# Whisk Her Off Her Feet With Kitchen Gadgets



## isa (Apr 4, 2000)

Whisk her off her feet with kitchen gadgets 
By Suzanne Martinson, Post-Gazette Food Editor 


Most kitchen gadgets are just a way to separate foolish cooks from their money. But there are what I'd call tools that I couldn't get along without. Sure, I could still cook a meal without them, but they take out lots of drudgery in the day-to-day tasks of preparing food.

Of course, one woman's drudgery is another woman's stress relief. For me, kneading bread is a rewarding activity, one that smoothes out the wrinkles of life. If I owned a bread machine, the mechanics of filling it would quickly become drudgery. Another job.

Here is a baker's dozen of tools -- maybe even some Valentine's Day ideas for that cook in your life -- that I would hate to live without. (Prices may vary.)

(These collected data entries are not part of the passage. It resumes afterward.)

PR #1977, opened 2022-10-15
chore: update workflows

misitebao:
- Fix check document workflow
- Add workflow to auto push to crowdin after website update

**Work before the merger**: Add an Actions secret called `CROWDIN_PERSONAL_TOKEN` with the value of your Crowdin [Personal Access Tokens](https://crowdin.com/settings#api-key)


leaanthony:
Did you mean to delete `build.yml`?

misitebao:
@leaanthony 
Yes, because the `build_and_test.yml` script has it fully covered.

leaanthony:
I was looking at the fact that we are setting the crowdin token in the GITHUB_TOKEN env so went to look at crowdin and found this: https://developer.crowdin.com/github-crowdin-action/ - This seems like the official way of doing this?

misitebao:
@leaanthony 
Both ways can be achieved, and both require setting environment variables, but environment variables cannot be stored in the repository in plaintext, so you can only set `Actions Secret`, and then use it in the workflow file.

leaanthony:
I couldn't find any docs saying that setting GITHUB_TOKEN to the Crowdin token does anything.

.github/workflows/push-to-crowdin.yml
```diff
@@ -0,0 +1,38 @@
...
+
+      - name: Set node
+        if: steps.verify-changed-files.outputs.files_changed != 'true'
+        uses: actions/setup-node@v2
+        with:
+          node-version: 16.x
+
+      - name: Push files
+        env:
+          GITHUB_TOKEN: ${{ secrets.CROWDIN_PERSONAL_TOKEN }}
```
leaanthony, line 33: I'm trying to understand what this is for. How does the Crowdin cli read this in?

misitebao: Oh sorry, the key should be: `CROWDIN_PERSONAL_TOKEN`, my mistake, I will update this branch later.

leaanthony (approved):

PR #1989, opened 2022-10-18
[dragging] Trim the css property value

stffabi:
Webview2 on Windows returns a potential whitespace when defining the style like this `style="--wails-draggable: drag"`. Whereas Darwin already trims the value and returns "drag" and not " drag".


leaanthony (approved):
Nice catch 👏

stffabi:
Thanks for approving.

PR #2000, opened 2022-10-20
[Docs] Add troubleshooting guide for unable to start service

willdot:
This happened to me when I migrated my work to a new work laptop. Being someone that's not savvy with frontend work (node modules and package lock etc) it never occurred to me that this would be the problem.

Deleting these files and folders and then adding them to my .gitignore has worked for me (I've moved it to another machine to test and it works).


leaanthony:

Zester/grater. This is a long rasp, or plane, to make citrus zest ($14). I used to cringe when I saw a recipe that called for lemon peel. Though I had three or four different gadgets to make zest, usually I'd succumb to peeling the darn lemon and then scraping off the bitter white. Time-consuming, labor-intensive, frustrating. This rasp -- it looks like what my dad used to shape my horse's hooves -- is quick and easy with no bitter white stuff. But do it over wax paper because the zest really flies. Several types are available at district cooking stores.

Grapefruit knife. OK, this is the height of decadence. But in this two-ended knife, the parallel blades on one end allow me to slice on both sides of the membrane at once. Then the other end, which is serrated, deftly cuts around the outside edge of the grapefruit. (Don't reverse the process, though, because it's not as effective.) When the Texas ruby reds come in, I'm a happy slurper. ($4.99.)

Microwave. I don't have a fancy one, don't need a fancy one. Forget the word oven -- this is a substitute for the top of the range. I cook vegetables in it, melt butter and chocolate, and, yes, I've saved a zillion dollars reheating coffee, rather than making a whole new pot. Just the time saved not washing dishes more than pays for this handy, albeit mundane, convenience. (As low as $60.)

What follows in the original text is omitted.